Okay, hold up everyone.
Neither this
if an object is twice the distance away from the viewer as another object it should appear 1/4th the size...
nor this
what you want is a logarithmic scale.
is true. Nor this
A perspective transformation maps a point in 3d point to another 3d point.
or this.
Since this is linear, you can represent the transform as a matrix. So you have a point X and your perspective transformation A, then the mapped point is AX. Since A is size 3x3 and X is size 3x1, the resulting vector is also size 3x1, but the z-coord will be fixed and equal to how far your eyes are away from the screen.
Let's start with the basics. First, we'll need a camera focus point, a point where all light rays go through. For simplicity's sake, let's make this point the origin.
Next, we need a canvas we'll paint the image upon, by pretending to fire light rays from all the objects in the scene directly at the camera, and painting the spot where each light ray intersects the canvas. Now if you would go and put your face where the camera is and look at the canvas, you'd see exactly the same as what you'd see if the canvas wasn't there. In our example, let's make the canvas the plane of all points (x, y, z) with z=1, which a horizontal plane directly above the camera.
Now let's look at any line passing through the origin. For every two points (x, y, z) and (x', y', z') on the same line through the origin, x/x' = y/y' = z/z'. We can use this to find out the intersection of the light beam with the canvas: Let's pick a random point (x, y, z) and throw a light at the canvas, and let's call the image point (x', y', z'). We know that z' = 1, so we know that x/x' = y/y' = z/z' = z/1 = z, therefore x' = x/z and y' = y/z. Our final image point is (x/z, y/z, 1). There, that's literally everything you have to do in this situation: divide everything by z. And there you go, x/z and y/z are your screen coordinates (you don't need the 1). Map them to pixels and you're done.

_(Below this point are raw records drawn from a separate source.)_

PR #2626, opened 2026-08-05
Update max-stack analysis to account for interrupt stacking requirements

### LINKED ISSUE #2595: Max Stack Analysis code does not account for interrupts
The current max-stack code does not account for the possibility for an interrupt to occur when estimating max stack usage. I believe that this is up to 104 bytes on Cortex-M7/M33, and up to 36 bytes on Cortex-M0(+), when considering the automatically stacked registers and potential alignment corrections.

Interrupts can happen at any time from a task's perspective, either when actively making a syscall, or when the task is pre-empted by SysTick or another hardware interrupt.

We should add this as a fixed number on top of the calculated call-graph stack usage. This likely should be a follow-on to #2589, and will likely cause a lot of manifests to need to be incremented.

CC #2588

jamesmunns:
Closes https://github.com/oxidecomputer/hubris/issues/2595

### DIFF
--- a/build/stack/src/lib.rs
+++ b/build/stack/src/lib.rs
@@ -232,6 +232,7 @@ struct FunctionCallCollector<'a> {
 /// `B` never calls `C` if called by `A`).
 pub fn get_max_stack(
     config: Config,
+    target: &str,
     elf: &Path,
     verbose: bool,
 ) -> Result<Vec<(u64, String)>> {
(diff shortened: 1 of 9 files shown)


build/stack/src/lib.rs
```diff
@@ -253,6 +254,49 @@ pub fn get_max_stack(
...
+                "{{core register interrupt stacking}}".to_string(),
+            ));
+        }
+        "thumbv7m-none-eabihf"
+        | "thumbv7em-none-eabihf"
+        | "thumbv8m.main-none-eabihf" => {
+            chain_compat.push((
+                CORE_REGISTER_SIZE + WORST_CASE_ALIGNMENT_SIZE,
+                "{{core register interrupt stacking}}".to_string(),
+            ));
```
hawkw, line 286: nit: it seems like we could maybe compute `CORE_REGISTER_SIZE + WORST_CASE_ALIGNMENT_SIZE` once, and make that part unconditional, so that we can't somehow forget it? not sure if this matters.

hawkw (approved):
looks good to me, good catch!

build/stack/src/lib.rs
jamesmunns: Open to it, I'll save it for future improvement.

Here's the transformation function: (x, y, z) -> (x/z, y/z).
Now let's talk about moving objects in 3D space, because that's what you're going to do to the camera (actually you'll do it to everything else instead).
Let's say you want to move a point at (x, y, z) by the vector (x°, y°, z°). To do that, just add the vector to the point.
Here's the translation function: (x, y, z) -> (x+x°, y+y°, z+z°).
Let's say you want to rotate a point around the x-axis by the angle α. Instead of doing that, you can just rotate your object around the x-axis by the angle -α.
Here's the rotation function for rotation around the x-axis: (x, y, z) -> (x, y*cos(α)-z*sin(α), y*sin(α)+z*cos(α)).
Here's for the y-axis: (x, y, z) -> (z*sin(α)+x*cos(α), y, z*cos(α)-x*sin(α)).
Here's for the z-axis: (x, y, z) -> (x*cos(α)-y*sin(α), x*sin(α)+y*cos(α), z).
Now let's look at a camera like one you'd find in a normal first-person 3D game. This camera needs five position variables: x°, y°, z°, pitch and yaw. The position coordinates are self-explanatory, the other two define the camera's view direction. The pitch is the angle from up, and the yaw is the angle from north.
To move the camera from the origin to its correct position like any normal person, you'd
* translate the camera by (x°, y°, z°),
* then rotate it about the z-axis by the yaw,
* then rotate it about the x-axis by the pitch.
Instead of moving the camera to that position, we'll just move all the points by the opposite movement instead. To do this, we'll need to do these same steps to the objects, but by the opposite amounts, and more importantly in the opposite order. So you'd
* rotate the object about the x-axis by negative the pitch,
* then rotate it about the z-axis by negative the yaw,
* then translate the resulting object by (-x°, -y°, -z°).
Here's your complete camera transformation process:
void getCanvasCoordsfromPointCoords(float pointX, float pointY, float pointZ, float camX, float camY, float camZ, float pitch, float yaw, float& cvX, float& cvY) {
float x1 = objX, y1 = pointY*cos(pitch)+pointZ*sin(pitch), z1 = -pointY*sin(pitch)+pointZ*cos(pitch);
float x2 = x1*cos(yaw)+y1*sin(yaw), y2 = -x1*sin(yaw)+y1*cos(yaw), z2 = z1;
float x3 = x2-camX, y3 = y2-camY, z3 = z2-camZ;
cvX = x3/z3;
cvY = y3/z3;
}
Finally, you may want to transform those screen coordinates to pixels.
void getPixelCoordsFromCanvasCoords(float cvX, float cvY, float ssX, float ssY, float c, float& posX, float& posY) {
posX = (c*cvX+ssX/ssY)*ssY/2;
posY = (c*cvY+1)*ssY/2;
}
This transforms your canvas position (cvX, cvY) into a screen position (posX, posY). Note that ssX and ssY need to be the pixel dimensions of your screen, and that c is the scale of the transformation (to be precise, c=cot(FoV/2)), and for best results it should be around 1 or so.